**DESCRIPTION OF THE TASK:**
Look below. Copy each line that has "based" in it.

**SOURCE MATERIAL:**
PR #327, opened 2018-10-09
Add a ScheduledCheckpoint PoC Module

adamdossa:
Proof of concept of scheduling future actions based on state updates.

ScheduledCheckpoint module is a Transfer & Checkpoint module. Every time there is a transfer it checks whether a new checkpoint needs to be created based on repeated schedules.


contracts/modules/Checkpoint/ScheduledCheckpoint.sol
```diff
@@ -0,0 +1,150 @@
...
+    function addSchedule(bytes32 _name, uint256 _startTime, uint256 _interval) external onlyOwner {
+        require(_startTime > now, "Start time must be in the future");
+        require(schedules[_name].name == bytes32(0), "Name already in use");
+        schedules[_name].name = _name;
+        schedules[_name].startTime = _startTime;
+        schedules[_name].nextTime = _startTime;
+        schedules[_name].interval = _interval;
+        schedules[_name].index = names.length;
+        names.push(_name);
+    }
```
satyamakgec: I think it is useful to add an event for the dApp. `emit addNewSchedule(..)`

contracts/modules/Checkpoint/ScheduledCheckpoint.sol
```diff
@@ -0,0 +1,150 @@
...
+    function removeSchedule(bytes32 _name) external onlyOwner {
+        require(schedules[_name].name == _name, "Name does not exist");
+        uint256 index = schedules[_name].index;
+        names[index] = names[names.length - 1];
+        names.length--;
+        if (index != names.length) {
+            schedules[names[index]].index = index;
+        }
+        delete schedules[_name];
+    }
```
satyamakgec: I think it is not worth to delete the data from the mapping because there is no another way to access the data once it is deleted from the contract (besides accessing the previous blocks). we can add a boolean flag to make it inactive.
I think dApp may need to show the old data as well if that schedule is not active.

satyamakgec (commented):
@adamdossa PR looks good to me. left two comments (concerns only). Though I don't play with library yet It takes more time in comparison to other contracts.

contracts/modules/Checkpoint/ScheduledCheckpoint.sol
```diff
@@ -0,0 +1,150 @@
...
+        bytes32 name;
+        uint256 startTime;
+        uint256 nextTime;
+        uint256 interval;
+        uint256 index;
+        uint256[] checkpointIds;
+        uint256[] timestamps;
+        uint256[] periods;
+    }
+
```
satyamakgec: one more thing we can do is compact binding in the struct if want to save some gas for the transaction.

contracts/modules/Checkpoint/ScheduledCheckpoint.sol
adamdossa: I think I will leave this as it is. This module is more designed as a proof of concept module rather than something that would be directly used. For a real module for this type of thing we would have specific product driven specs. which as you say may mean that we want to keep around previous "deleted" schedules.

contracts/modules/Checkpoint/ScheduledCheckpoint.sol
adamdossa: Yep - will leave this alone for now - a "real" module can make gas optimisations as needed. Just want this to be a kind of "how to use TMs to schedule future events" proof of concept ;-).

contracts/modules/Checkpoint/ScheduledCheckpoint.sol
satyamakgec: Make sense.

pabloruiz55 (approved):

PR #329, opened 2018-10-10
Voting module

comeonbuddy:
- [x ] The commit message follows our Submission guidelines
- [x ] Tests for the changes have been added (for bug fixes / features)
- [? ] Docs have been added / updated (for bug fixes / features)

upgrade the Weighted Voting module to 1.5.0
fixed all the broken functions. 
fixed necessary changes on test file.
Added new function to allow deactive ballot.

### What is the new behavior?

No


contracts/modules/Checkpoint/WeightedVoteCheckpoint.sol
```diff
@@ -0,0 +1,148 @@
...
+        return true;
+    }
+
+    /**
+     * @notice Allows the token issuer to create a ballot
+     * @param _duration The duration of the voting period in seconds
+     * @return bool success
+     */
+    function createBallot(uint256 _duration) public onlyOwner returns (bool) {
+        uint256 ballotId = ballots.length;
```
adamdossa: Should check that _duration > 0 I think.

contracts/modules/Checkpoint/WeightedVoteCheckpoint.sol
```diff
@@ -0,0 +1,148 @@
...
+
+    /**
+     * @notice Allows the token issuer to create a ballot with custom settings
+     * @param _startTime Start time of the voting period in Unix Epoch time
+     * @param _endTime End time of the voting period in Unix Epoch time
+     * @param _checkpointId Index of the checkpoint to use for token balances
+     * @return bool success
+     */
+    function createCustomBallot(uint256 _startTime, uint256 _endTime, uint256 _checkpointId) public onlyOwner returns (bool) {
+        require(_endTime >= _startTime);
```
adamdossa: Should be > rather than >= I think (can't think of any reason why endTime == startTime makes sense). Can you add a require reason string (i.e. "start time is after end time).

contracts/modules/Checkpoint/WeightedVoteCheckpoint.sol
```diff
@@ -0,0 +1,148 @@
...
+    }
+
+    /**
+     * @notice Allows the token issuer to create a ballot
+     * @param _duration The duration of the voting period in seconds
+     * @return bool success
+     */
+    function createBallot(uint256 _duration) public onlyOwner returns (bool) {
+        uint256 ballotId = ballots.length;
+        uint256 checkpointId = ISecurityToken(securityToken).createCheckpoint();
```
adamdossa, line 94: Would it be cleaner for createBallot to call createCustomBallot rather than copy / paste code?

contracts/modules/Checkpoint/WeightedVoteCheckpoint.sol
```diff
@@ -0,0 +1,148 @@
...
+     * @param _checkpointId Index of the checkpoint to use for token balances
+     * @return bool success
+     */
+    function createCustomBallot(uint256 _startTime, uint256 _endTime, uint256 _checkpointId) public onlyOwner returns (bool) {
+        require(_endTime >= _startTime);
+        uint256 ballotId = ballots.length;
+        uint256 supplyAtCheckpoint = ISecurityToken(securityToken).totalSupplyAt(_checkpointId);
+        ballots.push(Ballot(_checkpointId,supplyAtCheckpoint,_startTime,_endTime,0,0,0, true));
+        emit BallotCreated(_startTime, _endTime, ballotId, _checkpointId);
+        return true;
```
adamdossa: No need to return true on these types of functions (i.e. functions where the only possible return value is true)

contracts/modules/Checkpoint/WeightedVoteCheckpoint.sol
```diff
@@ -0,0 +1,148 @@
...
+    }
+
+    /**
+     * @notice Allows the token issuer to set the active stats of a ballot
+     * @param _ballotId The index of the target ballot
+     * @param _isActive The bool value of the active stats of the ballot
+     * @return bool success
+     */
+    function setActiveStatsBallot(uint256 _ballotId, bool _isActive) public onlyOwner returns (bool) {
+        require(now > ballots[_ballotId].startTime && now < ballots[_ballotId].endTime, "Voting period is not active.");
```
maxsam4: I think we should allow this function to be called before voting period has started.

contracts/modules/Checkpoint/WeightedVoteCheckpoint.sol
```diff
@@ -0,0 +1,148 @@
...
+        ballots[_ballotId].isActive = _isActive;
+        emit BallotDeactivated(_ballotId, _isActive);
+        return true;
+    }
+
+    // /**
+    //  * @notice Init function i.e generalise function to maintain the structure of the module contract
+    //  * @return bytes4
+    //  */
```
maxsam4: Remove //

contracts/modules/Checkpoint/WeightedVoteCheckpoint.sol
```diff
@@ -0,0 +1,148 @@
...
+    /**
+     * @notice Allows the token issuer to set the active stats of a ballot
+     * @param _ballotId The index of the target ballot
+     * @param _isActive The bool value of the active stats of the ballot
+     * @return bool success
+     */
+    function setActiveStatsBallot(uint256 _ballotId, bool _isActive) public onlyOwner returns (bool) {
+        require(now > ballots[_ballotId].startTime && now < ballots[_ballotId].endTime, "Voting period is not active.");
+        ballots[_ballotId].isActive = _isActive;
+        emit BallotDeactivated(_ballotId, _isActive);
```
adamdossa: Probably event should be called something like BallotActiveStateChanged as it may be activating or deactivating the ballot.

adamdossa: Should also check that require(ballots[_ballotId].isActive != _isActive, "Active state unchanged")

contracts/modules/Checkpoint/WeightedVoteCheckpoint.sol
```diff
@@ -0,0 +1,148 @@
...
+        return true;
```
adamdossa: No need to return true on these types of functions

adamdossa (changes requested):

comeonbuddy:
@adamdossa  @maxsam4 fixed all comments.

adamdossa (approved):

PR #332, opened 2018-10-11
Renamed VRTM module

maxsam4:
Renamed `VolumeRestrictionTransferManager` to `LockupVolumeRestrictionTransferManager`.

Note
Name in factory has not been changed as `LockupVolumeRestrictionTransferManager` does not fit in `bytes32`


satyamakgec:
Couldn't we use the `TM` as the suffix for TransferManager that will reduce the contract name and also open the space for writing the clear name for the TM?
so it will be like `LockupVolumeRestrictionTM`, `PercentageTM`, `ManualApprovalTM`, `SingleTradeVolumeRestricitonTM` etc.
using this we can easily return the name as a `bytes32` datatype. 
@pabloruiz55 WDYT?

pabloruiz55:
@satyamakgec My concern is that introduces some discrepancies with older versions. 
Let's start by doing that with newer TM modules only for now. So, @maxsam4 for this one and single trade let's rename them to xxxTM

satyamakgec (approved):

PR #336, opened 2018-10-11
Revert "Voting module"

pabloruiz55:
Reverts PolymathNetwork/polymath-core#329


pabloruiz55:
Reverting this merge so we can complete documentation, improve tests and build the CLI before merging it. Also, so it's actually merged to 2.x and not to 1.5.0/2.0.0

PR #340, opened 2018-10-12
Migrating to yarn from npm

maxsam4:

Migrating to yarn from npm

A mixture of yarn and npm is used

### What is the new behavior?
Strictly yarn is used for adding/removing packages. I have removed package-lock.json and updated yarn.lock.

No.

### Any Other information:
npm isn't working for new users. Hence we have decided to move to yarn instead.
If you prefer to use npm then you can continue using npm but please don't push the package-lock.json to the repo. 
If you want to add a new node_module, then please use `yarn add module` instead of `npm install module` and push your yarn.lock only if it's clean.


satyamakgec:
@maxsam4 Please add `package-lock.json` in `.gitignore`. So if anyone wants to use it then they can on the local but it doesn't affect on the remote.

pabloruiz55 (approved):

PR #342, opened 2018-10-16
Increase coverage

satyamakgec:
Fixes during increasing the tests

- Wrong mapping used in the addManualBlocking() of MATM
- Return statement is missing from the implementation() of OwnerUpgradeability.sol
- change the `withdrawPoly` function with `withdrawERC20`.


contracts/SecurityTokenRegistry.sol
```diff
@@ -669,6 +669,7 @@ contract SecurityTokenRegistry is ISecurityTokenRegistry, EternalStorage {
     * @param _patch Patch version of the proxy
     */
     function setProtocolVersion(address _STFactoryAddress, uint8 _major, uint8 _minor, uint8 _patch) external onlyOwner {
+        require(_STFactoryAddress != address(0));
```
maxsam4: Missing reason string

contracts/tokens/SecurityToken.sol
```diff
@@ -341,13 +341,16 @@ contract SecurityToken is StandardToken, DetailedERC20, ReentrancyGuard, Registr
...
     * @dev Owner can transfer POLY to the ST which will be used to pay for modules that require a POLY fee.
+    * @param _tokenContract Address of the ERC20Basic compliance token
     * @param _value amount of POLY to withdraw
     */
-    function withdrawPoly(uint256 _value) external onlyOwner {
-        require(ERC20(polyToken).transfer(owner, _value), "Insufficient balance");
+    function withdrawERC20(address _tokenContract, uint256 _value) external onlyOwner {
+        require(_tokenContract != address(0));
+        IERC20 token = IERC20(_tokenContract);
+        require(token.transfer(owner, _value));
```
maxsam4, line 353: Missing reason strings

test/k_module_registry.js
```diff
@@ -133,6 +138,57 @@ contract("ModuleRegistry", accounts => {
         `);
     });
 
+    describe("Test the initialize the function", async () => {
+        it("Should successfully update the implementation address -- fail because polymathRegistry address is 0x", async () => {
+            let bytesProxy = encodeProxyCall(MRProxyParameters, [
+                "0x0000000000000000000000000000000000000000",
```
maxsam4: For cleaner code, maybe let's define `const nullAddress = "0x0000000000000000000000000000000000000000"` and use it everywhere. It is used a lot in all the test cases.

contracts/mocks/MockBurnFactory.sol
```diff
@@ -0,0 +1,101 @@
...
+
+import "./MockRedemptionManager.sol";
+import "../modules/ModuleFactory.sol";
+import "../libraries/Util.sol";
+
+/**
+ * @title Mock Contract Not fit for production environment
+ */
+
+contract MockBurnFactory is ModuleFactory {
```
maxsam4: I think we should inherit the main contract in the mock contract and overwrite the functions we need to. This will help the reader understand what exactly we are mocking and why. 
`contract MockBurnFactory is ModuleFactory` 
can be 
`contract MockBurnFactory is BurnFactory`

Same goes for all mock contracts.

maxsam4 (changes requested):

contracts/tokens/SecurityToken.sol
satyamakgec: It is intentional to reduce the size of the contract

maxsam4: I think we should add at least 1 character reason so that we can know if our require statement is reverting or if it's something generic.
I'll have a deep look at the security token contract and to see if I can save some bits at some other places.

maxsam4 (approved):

...

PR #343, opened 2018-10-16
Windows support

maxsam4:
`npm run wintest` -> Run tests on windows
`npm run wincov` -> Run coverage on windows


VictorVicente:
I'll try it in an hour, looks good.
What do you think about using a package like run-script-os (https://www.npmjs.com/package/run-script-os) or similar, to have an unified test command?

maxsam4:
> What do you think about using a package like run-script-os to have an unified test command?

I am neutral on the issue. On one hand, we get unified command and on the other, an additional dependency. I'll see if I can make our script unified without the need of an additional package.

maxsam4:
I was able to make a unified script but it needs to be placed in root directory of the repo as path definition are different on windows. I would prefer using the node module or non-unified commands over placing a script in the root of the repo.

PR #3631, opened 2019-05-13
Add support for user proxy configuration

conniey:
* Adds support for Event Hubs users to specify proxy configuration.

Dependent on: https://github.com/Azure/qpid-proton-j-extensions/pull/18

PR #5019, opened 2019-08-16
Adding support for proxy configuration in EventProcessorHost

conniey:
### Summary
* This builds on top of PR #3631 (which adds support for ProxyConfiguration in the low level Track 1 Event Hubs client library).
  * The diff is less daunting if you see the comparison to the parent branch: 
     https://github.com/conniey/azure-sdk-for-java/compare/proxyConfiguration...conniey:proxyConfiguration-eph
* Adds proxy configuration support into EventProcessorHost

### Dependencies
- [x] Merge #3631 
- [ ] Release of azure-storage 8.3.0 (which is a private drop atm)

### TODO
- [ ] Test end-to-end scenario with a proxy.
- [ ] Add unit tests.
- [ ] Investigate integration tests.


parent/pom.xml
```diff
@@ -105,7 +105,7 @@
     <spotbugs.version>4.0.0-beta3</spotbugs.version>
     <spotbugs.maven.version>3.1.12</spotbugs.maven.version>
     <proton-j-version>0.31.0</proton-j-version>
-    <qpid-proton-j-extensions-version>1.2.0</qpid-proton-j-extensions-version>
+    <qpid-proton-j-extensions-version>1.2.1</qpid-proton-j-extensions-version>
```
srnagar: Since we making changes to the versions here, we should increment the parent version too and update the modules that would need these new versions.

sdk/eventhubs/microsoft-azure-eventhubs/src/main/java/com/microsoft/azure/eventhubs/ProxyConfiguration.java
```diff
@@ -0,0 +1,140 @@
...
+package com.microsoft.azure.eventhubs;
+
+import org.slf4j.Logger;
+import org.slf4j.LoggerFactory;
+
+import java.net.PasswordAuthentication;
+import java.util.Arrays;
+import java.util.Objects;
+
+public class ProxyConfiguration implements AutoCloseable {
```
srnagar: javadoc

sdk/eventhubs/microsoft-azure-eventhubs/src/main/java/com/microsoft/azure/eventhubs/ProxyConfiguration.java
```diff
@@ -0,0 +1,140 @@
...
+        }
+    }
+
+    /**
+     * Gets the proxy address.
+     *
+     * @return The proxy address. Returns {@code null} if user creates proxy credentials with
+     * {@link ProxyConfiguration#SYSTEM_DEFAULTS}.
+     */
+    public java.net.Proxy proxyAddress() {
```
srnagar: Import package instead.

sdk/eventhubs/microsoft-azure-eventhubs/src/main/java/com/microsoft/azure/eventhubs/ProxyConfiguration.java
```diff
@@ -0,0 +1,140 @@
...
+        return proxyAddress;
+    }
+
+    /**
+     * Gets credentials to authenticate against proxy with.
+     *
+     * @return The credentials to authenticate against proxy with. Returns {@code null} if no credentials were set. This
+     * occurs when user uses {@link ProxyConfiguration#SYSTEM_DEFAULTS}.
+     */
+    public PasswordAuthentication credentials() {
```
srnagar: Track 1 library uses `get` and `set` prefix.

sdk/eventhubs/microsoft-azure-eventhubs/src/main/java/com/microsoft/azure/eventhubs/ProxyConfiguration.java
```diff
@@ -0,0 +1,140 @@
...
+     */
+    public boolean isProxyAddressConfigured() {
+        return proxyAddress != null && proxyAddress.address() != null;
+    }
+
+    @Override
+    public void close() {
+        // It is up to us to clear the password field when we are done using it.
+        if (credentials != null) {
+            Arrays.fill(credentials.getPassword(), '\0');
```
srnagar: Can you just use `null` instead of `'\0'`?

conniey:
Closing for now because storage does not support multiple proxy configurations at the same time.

...

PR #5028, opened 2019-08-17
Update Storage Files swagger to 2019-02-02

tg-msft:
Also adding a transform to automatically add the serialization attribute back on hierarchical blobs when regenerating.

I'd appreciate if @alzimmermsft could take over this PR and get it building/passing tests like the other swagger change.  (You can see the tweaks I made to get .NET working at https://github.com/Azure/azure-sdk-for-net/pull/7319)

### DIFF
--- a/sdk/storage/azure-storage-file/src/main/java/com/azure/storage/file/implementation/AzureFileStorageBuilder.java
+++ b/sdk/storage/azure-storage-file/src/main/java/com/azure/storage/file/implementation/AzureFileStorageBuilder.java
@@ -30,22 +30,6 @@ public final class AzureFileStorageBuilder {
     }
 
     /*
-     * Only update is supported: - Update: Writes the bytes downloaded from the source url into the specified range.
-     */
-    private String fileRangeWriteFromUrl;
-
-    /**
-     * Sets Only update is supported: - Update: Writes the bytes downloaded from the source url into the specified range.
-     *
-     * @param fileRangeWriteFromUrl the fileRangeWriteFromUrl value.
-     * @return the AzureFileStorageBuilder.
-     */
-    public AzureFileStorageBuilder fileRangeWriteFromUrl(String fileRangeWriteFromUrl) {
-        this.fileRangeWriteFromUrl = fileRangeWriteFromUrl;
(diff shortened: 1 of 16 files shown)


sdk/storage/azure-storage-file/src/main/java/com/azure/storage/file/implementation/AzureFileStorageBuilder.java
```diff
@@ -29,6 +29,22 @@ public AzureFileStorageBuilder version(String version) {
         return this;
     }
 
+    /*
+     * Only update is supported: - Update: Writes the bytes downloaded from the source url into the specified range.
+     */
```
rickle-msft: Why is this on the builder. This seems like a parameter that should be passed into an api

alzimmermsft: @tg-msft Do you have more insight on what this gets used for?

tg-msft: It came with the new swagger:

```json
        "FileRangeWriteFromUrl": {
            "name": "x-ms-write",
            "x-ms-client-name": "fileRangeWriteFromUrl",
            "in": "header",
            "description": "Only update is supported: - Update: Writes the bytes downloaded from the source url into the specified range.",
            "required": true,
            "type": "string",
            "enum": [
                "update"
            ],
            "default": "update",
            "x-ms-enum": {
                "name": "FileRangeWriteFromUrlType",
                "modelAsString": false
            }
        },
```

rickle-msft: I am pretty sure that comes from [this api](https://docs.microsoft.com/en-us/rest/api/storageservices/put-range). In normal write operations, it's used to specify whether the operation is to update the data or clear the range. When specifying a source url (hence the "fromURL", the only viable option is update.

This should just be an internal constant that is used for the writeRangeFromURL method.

**ANSWER:**
Proof of concept of scheduling future actions based on state updates.
ScheduledCheckpoint module is a Transfer & Checkpoint module. Every time there is a transfer it checks whether a new checkpoint needs to be created based on repeated schedules.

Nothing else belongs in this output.